# ICP4 - GeoSnipes/Big-Data GitHub Wiki

#### Sub-Team Members

5-2 15 Naga Venkata Satya Pranoop Mutha

5-2 23 Geovanni West

# Confusion Matrix

A confusion matrix is a table that is often used to describe the performance of a classification model (or "classifier") on a set of test data for which the true values are known.

• ### Accuracy:

It determines the overall predicted accuracy of the model. It is calculated as Accuracy  = (True Positives + True Negatives)/(True Positives + True Negatives + False Positives + False Negatives)

• Misclassification Rate: Also known as "Error Rate". Overall, how often is it wrong? (FP+FN)/total. Equivalent to 1 - Accuracy

• True Positive Rate (TPR):  Indicates how many positive values, out of all the positive values, have been correctly predicted. The formula to calculate the true positive rate is (TP/(TP + FN)). Also, TPR =  1 - False Negative Rate.

• False Positive Rate (FPR): Indicates how many negative values, out of all the negative values, have been incorrectly predicted. The formula to calculate the false positive rate is (FP/(FP + TN)). Also, FPR = 1 - True Negative Rate.

• Specificity: When it's actually no, how often does it predict no?o TN/actual. Equivalent to 1 - False Positive Rate.
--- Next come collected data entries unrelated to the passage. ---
PR #135, opened 2019-12-07
Accumulating loggers

shwang:
Add mean-accumulating log context for tracking discrim and generator stats together even though they are trained serially and with different numbers of kv logs.

- [x] See how this looks on our Sacred scripts
- [x] ~~Probably should forward `_AccumulatingLogger.logkv_mean` as well.~~


src/imitation/util/logger.py
```diff
@@ -0,0 +1,126 @@
...
+def _sb_logger_configure_replacement(*args, **kwargs):
+  raise RuntimeError("Shouldn't call stable_baselines.logger.configure "
+                     "once imitation.logger.configure() has been called")
+
+
+def _sb_logger_reset_replacement():
+  raise NotImplementedError("reset() while using imitation.configure()")
+
+
+_in_accumul_context = False
```
AdamGleave: Consider encapsulating state in a class rather than as globals. I think this would make things easier to read, and would also support the use case of having multiple of these imitation-specific loggers (not sure when we'd need this yet but may come up).

How about making a new class e.g. `HierarchicalLogger` that has e.g. `self.current : Logger` and `self.cached_logger` attributes and implements the same abstract interface as `Logger`? Methods like `logkv` etc you'd just forward to `self.current`. You could then make `accumulate_means` an instance method that switches `self.current`.

`configure()` could then set an instance of this class as `sb_logger.Logger.CURRENT` and you wouldn't have to update this again.

tests/test_logger.py
```diff
@@ -0,0 +1,105 @@
...
+                    "no_context": [1],
+                    }
+
+  _compare_csv_lines(osp.join(tmpdir, "progress.csv"), expect_default)
+  _compare_csv_lines(
+    osp.join(tmpdir, "raw", "gen", "progress.csv"), expect_raw_gen)
+  _compare_csv_lines(
+    osp.join(tmpdir, "raw", "disc", "progress.csv"), expect_raw_disc)
+
+  # Part Two:
```
AdamGleave: maybe add a comment for Part One too if there's a Part Two? :)

tests/test_logger.py
```diff
@@ -0,0 +1,105 @@
+from collections import defaultdict
```
AdamGleave: :+1: these are good tests

tests/test_logger.py
```diff
@@ -0,0 +1,105 @@
...
+import os.path as osp
+
+import stable_baselines.logger as sb_logger
+
+import imitation.util.logger as logger
+
+
+def _read_csv_lines(lines) -> dict:
```
AdamGleave: why are we rolling our own rather than using https://docs.python.org/3/library/csv.html ?

src/imitation/algorithms/adversarial.py
```diff
@@ -47,42 +48,49 @@ def __init__(self,
...
         debug_use_ground_truth: If True, use the ground truth reward for
-            `self.train_env`.
-            This disables the reward wrapping that would normally replace
-            the environment reward with the learned reward. This is useful for
-            sanity checking that the policy training is functional.
+          `self.train_env`.
+          This disables the reward wrapping that would normally replace
+          the environment reward with the learned reward. This is useful for
+          sanity checking that the policy training is functional.
+        use_custom_log: If True, then automatically enter
```
AdamGleave: When do we not want to do this?

src/imitation/util/logger.py
```diff
@@ -0,0 +1,126 @@
...
+               folder,
+               output_formats,
+               *,
+               subdir: str):
+    """Like Logger, except also accumulates logkv_mean on default logger."""
+    super().__init__(folder, output_formats)
+    self.subdir = subdir
+
+  def logkv(self, key, val):
+    raw_key = os.path.join("raw", self.subdir, key)
```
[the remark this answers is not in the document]
shwang: @qxcv In case this is helpful for quickly understanding which prefixes are used where, `test_logger.py::test_hard` shows the logger in action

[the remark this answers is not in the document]
qxcv: The motivation is that you need different prefixes for averaged stuff vs. not averaged stuff, right? If so the current arrangement seems fine to me: un-averaged data ends up in `raw/`, and averaged stats end up in `mean/`.

(It's really unfortunate that we can't have something like a relational database, where we just write everything to a file with appropriate foreign keys & then do all our averaging during post-processing. I still can't think of a way to get that with CSV, though, unless we're willing to limit ourselves to only using Pandas for analysis & throw away support for stuff like viskit.)

tests/test_logger.py
shwang: Switched to using python's csv library. thanks

src/imitation/algorithms/adversarial.py
shwang: The custom logger as of yet errors if `imitation.util.logger.configure(...)` isn't called ahead of time. Don't want `train()` to error by default because of logging.

Another thing we could do instead of keeping this `use_custom_log` flag is to check inside AdversarialTrainer whether the custom logger is configured, and only enter the accumulate_mean contexts when custom logger is enabled.

We could also consider making `init_trainer` automatically configure the custom logger. Actually I think this is the best solution, as `init_trainer` already takes in `log_dir` and configures `Monitor` logs via `make_vec_env`.

shwang: Thoughts on the second solution?

src/imitation/util/logger.py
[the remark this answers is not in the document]
AdamGleave: My point was that this particular logger *only* has keys `raw/{self.subdir}`, with the master logger having the `mean/...` keys. Are you imagining concatenating all the CSVs together? I'm not sure that'll work however we set it up.

src/imitation/util/logger.py
```diff
@@ -0,0 +1,126 @@
...
+      default_log = sb_logger.Logger.DEFAULT
+      folder = os.path.join(default_log.dir, "raw", subdir)
+      os.makedirs(folder, exist_ok=True)
+      output_formats = _build_output_formats(folder, _format_strs)
+      result = cls(folder, output_formats, subdir=subdir)
+      cls._cached_loggers[subdir] = result
+      return result
+
+
+def _build_output_formats(folder, format_strs):
```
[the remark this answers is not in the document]
shwang: > generally easier to read source files when code is in a topological sort of the dependency DAG
👍 Will keep this in mind

src/imitation/util/logger.py
```diff
@@ -0,0 +1,126 @@
+import contextlib
+import os
+from typing import Dict, Optional, Sequence
+
+from stable_baselines.common.misc_util import mpi_rank_or_zero
```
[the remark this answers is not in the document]
shwang: #119 (Stable Baselines GAIL/TRPO) uses MPI. Though I think it's a good idea to remove `mpi_rank_or_zero` for now.

Will think about whether to use this logger if/when I continue work on #119.

src/imitation/util/logger.py
```diff
@@ -0,0 +1,126 @@
...
+import stable_baselines.logger as sb_logger
+
+
+def _sb_logger_configure_replacement(*args, **kwargs):
+  raise RuntimeError("Shouldn't call stable_baselines.logger.configure "
+                     "once imitation.logger.configure() has been called")
+
+
+def _sb_logger_reset_replacement():
+  raise NotImplementedError("reset() while using imitation.configure()")
```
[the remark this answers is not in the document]
shwang: changed to RuntimeError with more similar error message

src/imitation/util/logger.py
shwang: Nice, that does seem like it would be cleaner.

src/imitation/algorithms/adversarial.py
AdamGleave: Second solution sounds good to me.

We should make sure `AdversarialTrainer` fails fast if the user doesn't have the right logger, e.g. add an assert statement somewhere. Don't want to only find this out during training.

src/imitation/util/logger.py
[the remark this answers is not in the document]
shwang: @AdamGleave Why would we need to concatenate data from the raw CSVs together? Isn't the main point of having the means logging so that we can sidestep comparing logs with conflicting timesteps?

src/imitation/util/logger.py
shwang: @AdamGleave Why would we need to concatenate data from the raw CSVs together? Isn't the main point of having the means logging so that we can sidestep comparing raw logs with conflicting timesteps?

src/imitation/util/logger.py
```diff
@@ -0,0 +1,126 @@
...
+    subdir_name: Chooses the logger subdirectories and temporary logger.
+  """
+  global _in_accumul_context
+  assert _configured
+  assert not _in_accumul_context
+  _in_accumul_context = True
+
+  try:
+    sb_logger.Logger.CURRENT = _AccumulatingLogger.from_subdir(subdir_name)
+    yield
```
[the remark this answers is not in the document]
shwang: Don't think that we should yield the `_AccumulatingLogger`. In my eyes this is a private class that the user shouldn't be messing with. Instead they should be interacting with `sb_logger` as usual.

I suppose that a helpful thing about yielding `_AccumulatingLogger` is that you wouldn't need to import `sb_logger` in addition to `imitation.util.logger` if you wanted to `logkv` yourself inside the `accumulate_means` context that you just made (right now we don't `sb_logger.logkv` in AdversarialTrainer because PPO2 does all of this).

We could avoid needing both imports in this case by simply importing all the `logkv`, ..., `debug`, `info`, `warning` utility methods from `sb_logger` straight into `imitation.util.logger`.

Was this the `yield` use case you were thinking about?

src/imitation/util/logger.py
shwang: done.

shwang: I made a `HierarchicalLogger` that I think mostly does what you described. I struggled for a little bit figuring out where to put the formerly global `_format_strs` variable (needed to make sure that logging outputs are consistent with the default logger when we switch to "raw" loggers). Turns out that format_str fits pretty well as a local variable within HierarchicalLogger, especially if HierarchicalLogger instantiates the new AccumulatingLogger.

src/imitation/algorithms/adversarial.py
shwang: Ok, moved util.logger.configure into `init_trainer` and out of the `train_adversarial` Sacred script. Also added a fail fast as the first statement of AdversarialTrainer.__init__.

src/imitation/util/logger.py
```diff
@@ -0,0 +1,200 @@
...
+
+  def __init__(self,
+               format_strs: Sequence[str],
+               *,
+               mean_logger: sb_logger.Logger,
+               subdir: str):
+    """Like Logger, except also accumulates logkv_mean on the mean_logger.
+
+    Args:
+      format_strs: An list of output format strings. For details on available
```
AdamGleave:
```suggestion
      format_strs: A list of output format strings. For details on available
```

src/imitation/util/logger.py
```diff
@@ -0,0 +1,200 @@
...
+        output formats see `stable_baselines.logger.make_output_format`.
+      mean_logger: A background logger that is used to keep track of log
+        means.
+      subdir: Used to build the logging directory. Also used in the logging
+        prefix for every key written to both this logger and `mean_logger`.
+    """
+    self.subdir = subdir
+    self.mean_logger = mean_logger
+    folder = os.path.join(self.mean_logger.dir, "raw", subdir)
```
AdamGleave: Should mention in the docstring that we write output in subdirectories of `mean_logger`

src/imitation/util/logger.py
```diff
@@ -0,0 +1,200 @@
...
+    output_formats = _build_output_formats(folder, format_strs)
+    os.makedirs(folder, exist_ok=True)
+    super().__init__(folder, output_formats)
+
+  def logkv(self, key, val):
+    raw_key = os.path.join("raw", self.subdir, key)
```
AdamGleave: I think I've raised this point before, but don't think we ever got to an agreement, so reopening the discussion.

I still don't understand why we rewrite the keys here. This instance is *only* used for keys of `self.subdir`, so everything logged will be prefixed with `raw/{self.subdir}`. Is this really what we want? The only use case I can see for this is if you wanted to concatenate data from loggers of different subdirs, but we know in general this won't be possible.

src/imitation/util/logger.py
```diff
@@ -0,0 +1,200 @@
...
+    super().logkv(raw_key, val)
+
+    mean_key = os.path.join("mean", self.subdir, key)
```
AdamGleave: Is the `"mean"` prefix here necessary? Won't everything in this logger be means? Or can it also be logged to directly, in which case maybe consider renaming to `root_logger` or `parent_logger`?

src/imitation/util/logger.py
```diff
@@ -0,0 +1,200 @@
...
+
+    `self.current_logger` is higher priority than `default_logger` when it
+    is not None. At initialization, `self.current_logger = None`. Use
+    the `self.accumulate_means()` context to temporarily set
+    `self.current_logger` to an `_AccumulatingLogger`.
+
+    Args:
+      default_logger: The logger to forward logging requests to when
+        `self.current_logger` is None.
+      format_strs: An list of output format strings that should be used by
```
AdamGleave:
```suggestion
      format_strs: A list of output format strings that should be used by
```

src/imitation/util/logger.py
```diff
@@ -0,0 +1,200 @@
...
+    self.format_strs = format_strs
+    super().__init__(folder=self.default_logger.dir, output_formats=None)
+
+  @contextlib.contextmanager
+  def accumulate_means(self, subdir: str):
+    """Temporarily use an _AccumulatingLogger as the current logger.
+
+    Args:
+        subdir: A string key for the _AccumulatingLogger which determines
+          its `folder` and logging prefix. All `_AccumulatingLogger` are cached,
```
AdamGleave:
```suggestion
          its `folder` and logging prefix. All `_AccumulatingLogger` instances are cached,
```

src/imitation/util/logger.py
```diff
@@ -0,0 +1,200 @@
...
+    format_strs: An list of output format strings. For details on available
+      output formats see `stable_baselines.logger.make_output_format`.
+  """
+  os.makedirs(folder, exist_ok=True)
+  output_formats = [sb_logger.make_output_format(f, folder)
+                    for f in format_strs]
+  return output_formats
+
+
+class _AccumulatingLogger(sb_logger.Logger):
```
AdamGleave: Do we need this class, or can we just use `sb_logger.Logger` directly?

It seems the key difference is that `logkv` also calls `logkv_mean` in `self.mean_logger`. But could we just change `logkv` in `_HierarchicalLogger` to do this directly?

src/imitation/util/logger.py
AdamGleave: Maybe the use case you had in mind was the `stdout` output format, where it'll be hard to know which logger things are coming from without prefixing the keys?

src/imitation/algorithms/adversarial.py
```diff
@@ -362,6 +369,8 @@ def init_trainer(env_name: str,
     init_rl_kwargs: Keyword arguments passed to `init_rl`,
         used to initialize the RL algorithm.
   """
+  util.logger.configure(folder=osp.join(log_dir, 'generator'),
```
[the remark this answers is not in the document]
shwang: That's right, thanks for catching this

src/imitation/scripts/train_adversarial.py
```diff
@@ -169,6 +165,9 @@ def train(_run,
         visualizer.add_data_disc_loss(False, epoch)
 
       trainer.train_gen(n_gen_steps_per_epoch)
```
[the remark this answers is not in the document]
shwang: [Answered here](https://github.com/HumanCompatibleAI/imitation/pull/134#discussion_r362671284). TLDR because there isn't a callback inside `train()` and in fact we would need two different callbacks if we wanted to add `visualizer` data the same way that we do above.

src/imitation/util/logger.py
shwang: I think it would be helpful in Tensorboard to be able to have the raw results in a separate plot from the mean results since they have different timescales. (This is the only reason, actually)

shwang: Haven't done hardcore hp tuning yet, especially with these changes so don't know if this actually important

shwang: You need to have distinct keys (not just distinct loggers) to group the raw and mean statistics into different plots in Tensorboard

src/imitation/util/logger.py
shwang: yes I think they can be merged (I'm fine either way)

src/imitation/util/logger.py
shwang: The `_AccumulatingLogger` only uses this logger instance to log means, so the attribute name `self.mean_logger` within `_AccumulatingLogger` seems appropriate to me

shwang: > Is the "mean" prefix here necessary? 

Discussion in [answer to previous comment](https://github.com/HumanCompatibleAI/imitation/pull/135#discussion_r362684318).

src/imitation/util/logger.py
shwang: done

src/imitation/util/logger.py
shwang: (Will revisit this after we make a decision on whether to keep the "raw/sub_dir" and "mean/..." logging key prefixes.)

shwang: Merged the classes

src/imitation/scripts/train_adversarial.py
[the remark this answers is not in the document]
shwang: train was removed in #134

src/imitation/util/logger.py
```diff
@@ -0,0 +1,189 @@
...
+        will safely append to logs written in this folder rather than
+        overwrite.
+    """
+    if self.current_logger is not None:
+      raise RuntimeError("Nested `accumulate_means` context")
+
+    if subdir in self._cached_loggers:
+      logger = self._cached_loggers[subdir]
+    else:
+      folder = os.path.join(self.mean_logger.dir, "raw", subdir)
```
AdamGleave: `self.mean_logger` does not exist? (Consider using refactor feature in PyCharm or the like which should automatically rename these?)

src/imitation/util/logger.py
```diff
@@ -0,0 +1,189 @@
...
+      self.current_logger = None
+
+  def logkv(self, key, val):
+    if self.current_logger is not None:
+      raw_key = os.path.join("raw", self.subdir, key)
+      super().logkv(raw_key, val)
+
+      mean_key = os.path.join("mean", self.subdir, key)
+      self.mean_logger.logkv_mean(mean_key, val)
+      return self.current_logger
```
AdamGleave: why are we returning the logger here?

src/imitation/util/logger.py
```diff
@@ -0,0 +1,189 @@
...
+    else:
+      return self.default_logger
```
AdamGleave: shouldn't we also actually log something here?

src/imitation/util/logger.py
```diff
@@ -0,0 +1,189 @@
...
+      self._cached_loggers[subdir] = logger
+
+    try:
+      self.current_logger = logger
+      yield
+    finally:
+      self.current_logger = None
+
+  def logkv(self, key, val):
+    if self.current_logger is not None:
```
AdamGleave: can't we reuse `self._logger` here to avoid some of the checks?

shwang: No, because we need to write to two different loggers (it isn't clear from this garbled commit sorry)

src/imitation/util/logger.py
```diff
@@ -0,0 +1,197 @@
...
+      self._subdir = subdir
+      yield
+    finally:
+      self.current_logger = None
+      self._subdir = None
+
+  def logkv(self, key, val):
+    if self.current_logger is not None:
+      assert self._subdir is not None
+      raw_key = os.path.join("raw", self._subdir, key)
```
qxcv: Maybe this is bike-shedding a little, but is it really necessary to have the `raw/{subdir}/` prefix on all of the entries in the `self.current_logger` log? As I understand it we'll end up with a bunch of log files in which _all log entries_ start with `raw/subdir/`, which would be redundant given that you can infer what kind of entries they are from the directory hierarchy (i.e. the raw log file is already in a `raw/subdir` folder).

(overall I still like the design!)

src/imitation/util/logger.py
```diff
@@ -0,0 +1,197 @@
...
+      self.default_logger.logkv_mean(key, val)
+
+  @property
+  def _logger(self):
+    if self.current_logger is not None:
+      return self.current_logger
+    else:
+      return self.default_logger
+
+  def logkv_mean(self, key, val):
```
qxcv: Will this nest correctly? e.g. say I was in a discriminator context (`"disc"`) and I did `.logkv_mean("foo", <value>)` `J` times, did a `.dumpkvs()`, then did `.logkv_mean()` `J` more times, and repeated that process `K` times. If I looked at the raw logs, I'd expect them to contain `K` entries of the form `raw/disc/foo: <mean of J values>`, while in the logs for the parent, I'd expect one entry of the form `mean/disc/foo: <mean of J*K values>`. As I understand it, the current implementation will write straight through to the "raw" child logger without putting anything in the parent, and without writing any key prefixes. Perhaps it's safer to remove this implementation & raise `NotImplementedError()` instead.

src/imitation/util/logger.py
```diff
@@ -0,0 +1,197 @@
...
+    self._logger.logkv_mean(key, val)
+
+  def dumpkvs(self):
+    self._logger.dumpkvs()
+
+  def log(self, *args, **kwargs):
+    self._logger.log(*args, **kwargs)
```
qxcv: Same comment as above; this won't do the expected name prefixing. Perhaps just prohibit calls to this with a ` NotImplementedError`?

src/imitation/util/logger.py
```diff
@@ -0,0 +1,197 @@
...
+
+  After this function is called, `stable_baselines.logger.{configure,reset}()`
+  are replaced with stubs that raise RuntimeError.
+
+  Args:
+      folder: Argument from `stable_baselines.logger.configure`.
+      format_strs: An list of output format strings. For details on available
+        output formats see `stable_baselines.logger.make_output_format`.
+  """
+  sb_logger.configure = _sb_logger_configure_replacement
```
qxcv: Not clear what problem this is preventing. Add comment maybe?

src/imitation/util/logger.py
qxcv: Oh, on reflection the correct thing to do is probably raise `NotImplementedError` when `self.current_logger` is not `None`, else pass through to `self.default_logger`.

src/imitation/util/logger.py
shwang: Adam thought this was weird too, we had a comment thread about this [here](https://github.com/HumanCompatibleAI/imitation/pull/135#discussion_r362351049).

Reasons for redundant-looking prefix:
(1) So that in Tensorboard plots, mean plots are automatically separated from raw plots (which have a different x axis). (TB plots are grouped by key name). 
(2) To distinguish between raw and mean keys in `stdout` logging (otherwise they look identical).

(1) is my primary motivation. Adam was convinced by (2). Though now that I think about it, it might be better to just turn off raw stdout logs and show mean stdout logs only.

src/imitation/util/logger.py
shwang: This is just a sanity check, don't want a gotcha from someone calling `stable_baselines.logger.configure` after `imitation.util.logger.configure`

src/imitation/util/logger.py
shwang: I haven't thought too carefully about the inside-context `logkv_mean` case.

I'm a bit hesitant about raising `NotImplementedError` while inside the generator context. What if `gen_policy.learn()` (ie some arbitrary Stable Baselines algorithm) wants to call `logkv_mean` for some reason?.

shwang: > As I understand it, the current implementation will write straight through to the "raw" child logger without putting anything in the parent, and without writing any key prefixes.

This understanding seems correct, thanks for catching this

shwang: @qxcv 
How does this solution sound? Because we don't want to error out if some third-party package calls `log` or `logkv_mean` inside the context, and `HierachicalLogger` only claims to modify `logkv` behavior, we can just
(1) redirect `log`, `logkv_mean` to the default logger, unchanged and without prefixes and
(2) note this prominently in the documentation?

src/imitation/util/logger.py
shwang: Response in `https://github.com/HumanCompatibleAI/imitation/pull/135#discussion_r364526909`

shwang:
Thanks for the review. I've pushed my proposed fixes here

• Precision: It indicates how many values, out of all the predicted positive values, are actually positive. It is formulated as:(TP / TP + FP). F Score: F score is the harmonic mean of precision and recall. It lies between 0 and 1. Higher the value, better the model. It is formulated as 2((precision*recall) / (precision+recall)).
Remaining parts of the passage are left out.